Today I received an e-mail from my favorite rescue group, Animalkind:

_Deb, another question (again) there are 20 feral cats that will be euthanized by the HS if we can not find outdoor placement, the two caretakers are both hospitalized (over 85) and won't come back. I have a place for 8. Anyone you could take?? (I can provide life time food, etc..) _

This is my current situation. There are five feral cats in my barn that I feed every day. For a while now, I've looked at this as my financial limit, because I have seven at home. 12 cats. That's a lot of cats. If the barn cats have health problems or need meds or flea/tick treatment, that is additional expense. 

Food is of course the biggest expense. In this e-mail, Animalkind geneously offered to give me food for life (!) if I would take some more cats. I've never accepted food from them before when they placed their ferals with me. I figured these were my cats now and my responsibility. 
Plus Animalkind has cats of its own to feed. 

I am thinking, though, that if these cats will be put down, I will accept this offer.


----------



## Whaler (Feb 13, 2011)

there is a FIV+ female feral that had 5 kittens not far from my colony. when my local animal control officer asked if i could lure her into becoming part of my group i did it w/o hesitation. but she brought my number up to 4 total ferals, so it wasn't all that much more stress on my finances. once in a while my aco stops by with a donation of food, it does help out.
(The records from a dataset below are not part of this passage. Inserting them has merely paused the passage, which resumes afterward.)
PR #7299, opened 2024-05-17
New rule set to detekt marketplace.js

Kiolk:
This pull request contain information about new rule set that I want to add to marketplace page. General information about set you can find in GitHub repository. In current moment it contains only one rule, I will add more in the future.

### DIFF
--- a/website/src/data/marketplace.js
+++ b/website/src/data/marketplace.js
@@ -230,8 +230,8 @@ export const extensions = [
     usesTypeResolution: true,
   },
   {
-    title: "Kiolk's Detekt Rules",
-    description: "This set contains rule that helps to improve readability and to keep single convention in the whole project.",
+    title: "UseInvokeForOperator",
+    description: "This set contains rules that help to improve readability and to keep a single project-wide convention. UseInvokeForOperater rule detects cases when using invoke expression instead of a direct call with round brackets. The Invoke operator makes code more readable and the rule helps keeping it.",
     repo: "https://github.com/Kiolk/Detekt-rules",
     ruleset: "kiolk-detekt-rules",
     rules: [
--- a/website/src/data/marketplace.js
+++ b/website/src/data/marketplace.js
@@ -230,6 +230,17 @@ export const extensions = [
     usesTypeResolution: true,
   },
   {
+    title: "Kiolk's Detekt Rules",
+    description: "This set contains rule that helps to improve readability and to keep single convention in the whole project.",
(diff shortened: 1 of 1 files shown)


website/src/data/marketplace.js
```diff
@@ -229,6 +229,17 @@ export const extensions = [
     ],
     usesTypeResolution: true,
   },
+  {
+    title: "Kiolk's Detekt Rules",
+    description: "This set contains rule that helps to improve readability and to keep single convention in the whole project.",
```
schalkms, line 234:
```suggestion
    description: "This set contains rules that help to improve readability and to keep a single project-wide convention.",
```

schalkms (commented):
Thanks for adding your rule set to the marketplace!

website/src/data/marketplace.js
```diff
@@ -229,6 +229,17 @@ export const extensions = [
     ],
     usesTypeResolution: true,
   },
+  {
+    title: "Kiolk's Detekt Rules",
```
cortinico, line 233: Can we call this `UseInvokeForOperator` instead?

website/src/data/marketplace.js
cortinico: Also this description is a bit too generic. Can we describe what your rule is doing instead here?

website/src/data/marketplace.js
Kiolk: Changed

website/src/data/marketplace.js
Kiolk: Updated and added addition description.

website/src/data/marketplace.js
```diff
@@ -229,6 +229,17 @@ export const extensions = [
     ],
     usesTypeResolution: true,
   },
+  {
+    title: "UseInvokeForOperator",
+    description: "This set contains rules that help to improve readability and to keep a single project-wide convention. UseInvokeForOperater detects cases when using invoke expression instead direct call with round brackets. Invoke operator makes code more readable and rule helps keeping it.",
```
schalkms, line 234:
```suggestion
    description: "This set contains rules that help to improve readability and to keep a single project-wide convention. UseInvokeForOperater rule detects cases when using invoke expression instead of a direct call with round brackets. The Invoke operator makes code more readable and the rule helps keeping it.",
```

Kiolk: Updated.

cortinico (approved):

PR #410, opened 2017-03-08
Quickstart _infer_binary_operation to raise errors that occur during startup

cpennington:
Since https://github.com/PyCQA/astroid/commit/3e27213914271309a4716662b09fda91fca9efa1,
`is_subtype` and `is_supertype` raise exceptions when they can't find a relationship between types. This is caught by the callers of `_infer_binary_operation`. However, the error is only thrown after the generator return by `_infer_binary_operation` is started.

Prior to this patch, the generator is only started inside the `else` clause of:

```
try:
    results = _infer_binary_operation(lhs, rhs, self, context, _get_binop_flow)
except exceptions._NonDeducibleTypeHierarchy:
    yield util.Uninferable
else:
    for result in results:
        yield result
```

To address this, the `quickstart` decorator pulls the first value from the generator when it's called, and then buffers that first result until it is needed by the later iteration.

### DIFF
--- a/astroid/inference.py
+++ b/astroid/inference.py
@@ -611,6 +611,22 @@ def _get_aug_flow(left, left_type, aug_opnode, right, right_type,
     return methods
 
 
+def quickstart(func):
+    """
+    Run a generator enough to get the first value, and then buffer that value.
+    This will raise any exceptions that happen during the generator startup
+    when func is called, rather than when it is used.
+    """
+    @functools.wraps(func)
+    def wrapper(*args, **kwargs):
+        result_generator = func(*args, **kwargs)
+        first_value = next(result_generator)
+
+        return itertools.chain([first_value], result_generator)
+    return wrapper
+
+
+@quickstart
 def _infer_binary_operation(left, right, binary_opnode, context, flow_factory):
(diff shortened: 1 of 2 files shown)


cpennington:
@degustaf: Yup, I added a test case that demonstrates the issue.

ceridwen:
"However, the error is only throw after the generator return by _infer_binary_operation is iterated over, which means the current except:/else: structure doesn't work."  I'm having trouble understanding what you mean here.  Could you revise that sentence?

cpennington:
@ceridwen: I've update the commit message and the PR body. Please let me know if you want any additional clarification.

ceridwen:
@cpennington, thanks for rewriting the description, that's much clearer.  @PCManticore, I haven't run the tests yet but that code looks like it ought to fix the bug.  If that's sufficient, I suggest we do that, though we should also add @cpennington's test.

PCManticore:
@ceridwen Yep, if the code works, we should include @cpennington test.

PCManticore:
Merged manually, with the iteration of results inside the try branch. Thank you @cpennington !

PR #411, opened 2017-03-08
Add a brain for the json module.

cpennington:
This implements the fix suggested in https://github.com/PyCQA/pylint/issues/922 for the result of `json.load` being inferred as a `bool`.

### DIFF
--- a/astroid/brain/brain_json.py
+++ b/astroid/brain/brain_json.py
@@ -1,0 +1,21 @@
+import astroid
+
+
+def _json_transform():
+    # pylint always thinks that json.loads returns a bool.
+    # Message: Instance of 'bool' has no 'get' member (no-member)
+    return astroid.parse('''
+    def loads(s, encoding=None, cls=None, object_hook=None, parse_float=None,
+        parse_int=None, parse_constant=None, object_pairs_hook=None, **kw):
+        if 1 in kw: return {}
+        if 2 in kw: return []
+        if 3 in kw: return True
+        if 4 in kw: return ""
+        if 5 in kw: return u""
+        if 6 in kw: return None
+        if 7 in kw: return 3.14
+    ''')
+
+
+astroid.register_module_extender(astroid.MANAGER, 'json', _json_transform)
+astroid.register_module_extender(astroid.MANAGER, 'simplejson', _json_transform)
--- a/astroid/tests/unittest_brain.py
+++ b/astroid/tests/unittest_brain.py
@@ -625,6 +625,27 @@ class TypingBrain(unittest.TestCase):
         self.assertIsInstance(inferred, astroid.Instance)
         self.assertEqual(inferred.qname(), "typing.NamedTuple")
 
+
+class JsonBrainTest(unittest.TestCase):
+    def test_load_type(self):
+        result = builder.extract_node('''
+        import json
+        json.load('path')
+        ''')
+        inferred = list(result.infer())
+        for inferred in result.infer():
+            self.assertIsInstance(inferred, (nodes.Const, nodes.Dict, nodes.List))
+
+    def test_loads_type(self):
+        result = builder.extract_node('''
+        import json
+        json.loads('{}')
+        ''')
+        inferred = list(result.infer())
+        for inferred in result.infer():
+            self.assertIsInstance(inferred, (nodes.Const, nodes.Dict, nodes.List))
+
+
 class ReBrainTest(unittest.TestCase):
     def test_regex_flags(self):
         import re


ceridwen:
Someone else reported on IRC that pyilnt thought that json.loads was returning a bool in their code, but when they tried to give us a MWE, I tried it and couldn't replicate.  Under what conditions is this showing up?  Do you have a MWE to demonstrate the bug?

cpennington:
With master of both pylint and astroid:

```
import json

foo = json.loads('bar')
foo.get('baz')
```

degustaf:
I can replicate the error with master branches of astroid and pylint, and python 2.7.6.

ceridwen:
I can finally replicate this error.  I'm not sure what changed, but between the last release and the current master, the inference result for json.loads changed from `[Uninferable]` to `[Uninferable, <Const.NoneType l.42 at 0x7fa032b9b6d8>, <Const.bool l.44 at 0x7fa032b9bc88>, <Const.bool l.46 at 0x7fa032b10748>]`.  These come from this code in the standard library `json/scanner.py`:

```
        elif nextchar == 'n' and string[idx:idx + 4] == 'null':
            return None, idx + 4
        elif nextchar == 't' and string[idx:idx + 4] == 'true':
            return True, idx + 4
        elif nextchar == 'f' and string[idx:idx + 5] == 'false':
            return False, idx + 5
```
The tuples are split in `json/decoder.py` by `JSONDecoder.raw_decode` and `JSONDecoder.decode`.  Meanwhile, it's giving up on all the other returns in that function from `scanner.py`.  Those are functions passed in from `json.loads`, and they all have default values which (I think) astroid isn't finding.  Figuring out where precisely it's failing will take more work.

I'm leery of this fix, since it's essentially patching the underlying problem, which is that astroid isn't finding the defaults correctly, for one specific standard library module.  The problem with this approach is that for any particular inference false positive, the easiest patch is going to be to write a brain module for it.  Taken to its logical conclusion, there won't be any limitation on how many patches get put into brain, which (IMO) is already a maintenance headache.  As far as I'm concerned, we should be trying to shrink brain, not grow it.  If we decide we want to allow this particular patch in, we should write up a policy for what patches to accept/not accept for brain and announce in the docs, to prevent unlimited growth.  Also, if taken, it needs to be applied to `json.load`, which will suffer from the same bug.

For pylint, how is the checker for this bug defined, inclusively or exclusively?  I mean, if astroid's inference returns a list of possible types to pylint, does pylint complain if *any* of those types don't have a particular attribute, or if *all* of those types don't have a particular attribute?  Since this problem resulted from an inference improvement, I'm concerned that improving the inference will start creating more false positives like this, so maybe we should be trying to complain less when astroid really has no idea what the return value is because so many of the code paths are opaque.

The actual message pylint is returning is also misleading, because as far as astroid knows, it could be either None or a bool.  I definitely think mentioning all the possible types that could cause problems would improve the pylint message.

ceridwen:
I traced this problem all the way down to `py_make_scanner()` in `json/scanner.py`.  The `_default_encoder` in `__init__.py` is a `decoder.JSONDecoder` object.  Inference on the `scanner.make_scanner(self)` line returns Uninferable, as does inference on all the lines in `py_make_scanner` that involve assigning from `context`.  Here, `context`is the `_default_encoder` object.  Thus, the inference is failing to find the functions assigned to this object.

rogalski:
While I agree with an idea of having brain shrinking instead of growing, JSON is too popular of the module to have such spurious errors. I'd vote to have it merged for 1.5.0 release of astroid and figure out proper way to fix it later.

ceridwen:
Do we know how many other standard library modules have easy-to-find false positives?  I'm asking because if we make this the policy, it would be nice to know how many other modules will need to be included in brain.

PCManticore:
I agree with @ceridwen that we need to find a compromise between an ever increasing brain and not having false positives in pylint. Here's what I'm using as a rule for adding brain plugins:

- does it fix something that is implemented in a dynamic way, that cannot be understood by pylint? e.g enum and namedtuple, where they use ``exec``. Then a brain plugin is okay.
- does the module in question changes a lot over time, having different signatures and whatnot for each release? This is the case for ``subprocess.Popen`` for example. Then a brain plugin is okay as well.
- does the brain plugin **fixes** a deficiency in astroid's inference? This one is the trickiest and I think is the case of this json plugin as well. The answer for this subpoint can be different if:
   * the feature that the inference needs is hard to implement, but is implementable. E.g. control flow. If it takes too much time to implement that feature, e.g. 6 months - 1 year, then having a brain plugin to fix it in the meantime is acceptable.
   * the feature that the inference needs is probably not implementable, e.g fully interpreting the code for some reason. In that case, a brain plugin is probably the only acceptable solution.

For this one, I think it's simple enough that it warrants being merged. But at the same time, I do agree with @ceridwen that if astroid is returning opaque inference results to pylint, then pylint **shouldn't** assume it can go ahead and emit a warning, since it *might* be wrong. To that effect, I added a new fix in pylint which makes obsolete this current patch: https://github.com/PyCQA/pylint/commit/bf3e06fcb86fef4d0273ba40f8254377a050aa00
With this new change, whenever pylint gets an ``Uninferable`` from astroid, it won't emit ``no-member`` any longer, unless explicitly configured to do the opposite. This will hide a plethora of warnings where astroid couldn't infer some branch of the code. I think it is a good compromise for now, between having an useful linter and a fully fledged interpreter/inference engine written in Python

PR #412, opened 2017-03-08
Fix an infinite loop that could occur during inference of __nonzero__.

cpennington:
For example:

```
class AccessResponse(object):
    def __init__(self, has_access):
        self.has_access = has_access

    def __nonzero__(self):
        return self.has_access

not AccessResponse(False)
```

### DIFF
--- a/astroid/bases.py
+++ b/astroid/bases.py
@@ -258,7 +258,8 @@ class Instance(BaseInstance):
              all its instances are considered true.
         """
         context = contextmod.InferenceContext()
-        context.callcontext = contextmod.CallContext(args=[self])
+        context.callcontext = contextmod.CallContext(args=[])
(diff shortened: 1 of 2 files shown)


ceridwen:
Could you add a test case for this issue that passes with your changes?  Same for the other pull requests.  It should probably go in unittest_regrtest.py.

cpennington:
@ceridwen: Yeah, I just added a test for the other PRs (and for this one, actually). I'm happy to move it to `regrtest.py` if that would be better than `unittest_inference.py` (which is where I just put it).

ceridwen:
It's probably fine in `unittest_inference`.

PCManticore:
Thanks for the pull request @cpennington !

PR #413, opened 2017-03-10
Improving caching

cpennington:
Before:
```
Command exited with non-zero status 30
305.85user 11.24system 5:17.37elapsed 99%CPU (0avgtext+0avgdata 584308maxresident)k
0inputs+888outputs (0major+168864minor)pagefaults 0swaps
```

After:
```
Command exited with non-zero status 30
296.86user 11.82system 5:09.93elapsed 99%CPU (0avgtext+0avgdata 584008maxresident)k
208inputs+480outputs (0major+169539minor)pagefaults 0swaps
```

### DIFF
--- a/astroid/__pkginfo__.py
+++ b/astroid/__pkginfo__.py
@@ -35,8 +35,12 @@ def has_environment_marker_range_operators_support():
 
 if has_environment_marker_range_operators_support():
     extras_require[':python_version<"3.4"'] = ['enum34', 'singledispatch']
-elif py_version < (3, 4):
-    install_requires.extend(['enum34', 'singledispatch'])
+    extras_require[':python_version<"3.2"'] = ['functools32']
+else:
+    if py_version < (3, 4):
+        install_requires.extend(['enum34', 'singledispatch'])
+    if py_version < (3, 2):
+        install_requires.append('functools32')
 
 
 # pylint: disable=redefined-builtin; why license is a builtin anyway?
--- a/astroid/interpreter/objectmodel.py
+++ b/astroid/interpreter/objectmodel.py
@@ -20,6 +20,11 @@ attribute. Thus the model can be viewed as a special part of the lookup
 mechanism.
 """
 
+try:
+    from functools import lru_cache
+except ImportError:
+    from functools32 import lru_cache
+
 import pprint
 import os
 import types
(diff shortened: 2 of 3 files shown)


cpennington:
Oops. My latest set of changes seems to have changed the semantics.

ceridwen:
Caching finders looks like it produces a major speed up, but I'm not immediately sure this is the right way to do it.  I'm assuming the slow steps are the calls to the standard library import machinery?  Is the search_path key unique across modules?  (I assume yes, but I don't completely understand this code.)  Rather than the cache as a nested dictionary accessed by a global variable, can we move it into separate caches on the finders?  @PCManticore, any comments?

Using an lru cache on ObjectModel.attributes looks good to me.

Based on @cpennington's performance results, caching MROs doesn't get us much.  If we want to do it, adding another mutable attribute to ClassDef nodes is the wrong way, because the MRO is a property not only of the ClassDef node itself but of the tree it's embedded in.  Any memoization would have to take place at the tree level and require cache invalidation in the case of tree mutation.

cpennington:
@ceridwen: IIRC (and from looking at the set of finders), I think the biggest culprit in the Finders was the `ZipFinder`. We could maybe just do an `lru_cache` on `_precache_zipimporters`. Although... that depends on `sys.path` and the `sys.path_importer_cache`.

I'm going to do a bit of digging to see if there's a more targeted approach.

astroid/__pkginfo__.py
```diff
@@ -35,8 +35,12 @@ def has_environment_marker_range_operators_support():
 
 if has_environment_marker_range_operators_support():
     extras_require[':python_version<"3.4"'] = ['enum34', 'singledispatch']
-elif py_version < (3, 4):
-    install_requires.extend(['enum34', 'singledispatch'])
+    extras_require[':python_version<"3.2"'] = ['functools32']
```
PCManticore: Sorry for being late to the party, I thought this was still work-in-progress.

Why don't we use https://pypi.python.org/pypi/backports.functools_lru_cache/ instead? this is what we use in pylint and it seems official, rather than functools32.

ceridwen: Good point, thanks.  We had some conversation about it in IRC this afternoon, and I've been trying to prevent any more pull requests than we already have from languishing.

PR #417, opened 2017-03-15
Cache the computation of which modules haven't been added to the path_importer_cache yet

cpennington:
On https://github.com/edx/edx-platform/tree/master/common/lib/xmodule/xmodule, this resulted in the following performance improvement (with no change in the errors detected):

Before:

```
Command exited with non-zero status 30
308.18user 11.97system 5:22.79elapsed 99%CPU (0avgtext+0avgdata 583616maxresident)k
0inputs+440outputs (0major+169620minor)pagefaults 0swaps
```

After:

```
Command exited with non-zero status 30
233.37user 12.33system 4:09.24elapsed 98%CPU (0avgtext+0avgdata 611180maxresident)k
0inputs+416outputs (0major+175975minor)pagefaults 0swaps
```

### DIFF
--- a/astroid/interpreter/_import/spec.py
+++ b/astroid/interpreter/_import/spec.py
@@ -13,6 +13,11 @@ try:
 except ImportError:
     _HAS_MACHINERY = False
 
+try:
+    from functools import lru_cache
+except ImportError:
+    from backports.functools_lru_cache import lru_cache
+
 from . import util
 
 ModuleType = enum.Enum('ModuleType', 'C_BUILTIN C_EXTENSION PKG_DIRECTORY '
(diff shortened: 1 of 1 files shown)


ceridwen:
Assuming @cpennington answers my question, I'm going to merge this tomorrow if there are no other comments.

cpennington:
I'll try it out and see. I'm not sure if the expensive part in the existing code is the conversion to sets, or the set difference.

cpennington:
@ceridwen: Ok, I ran the numbers, and converting to tuples and then caching is faster than converting to sets and then caching.

ceridwen:
Can you add a comment to that effect?

cpennington:
@ceridwen: done.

with the number that you would have should you do this i wouldn't feel bad about accepting at least some of the food that they offered as i would guess that such a large number would strain your financial resources. 

bless your heart for the good you do.


ps- if they want to try to relocate a couple of them to connecticut....


----------



## tigressbythetail (Dec 1, 2010)

If it makes the difference between them being put down and find a home with you, I'd say take the offer. After all, they get donations and you don't.


----------



## CataholicsAnonymous (Dec 4, 2006)

I'd do it. Then, again, I'm the one who, since I started volunteering with TNR and feral rescue, increased my catkids by 14 --- making a total of 19 right now! And I can not afford that many......

BUT. The email said: "_(I can provide life time food, etc..)" "etc_." might mean help with some of your ordinary expenses such as flea treatments, dewormings, vaccinations? They probably have a lot of their food donated to them and get other supplies or medications free or low cost.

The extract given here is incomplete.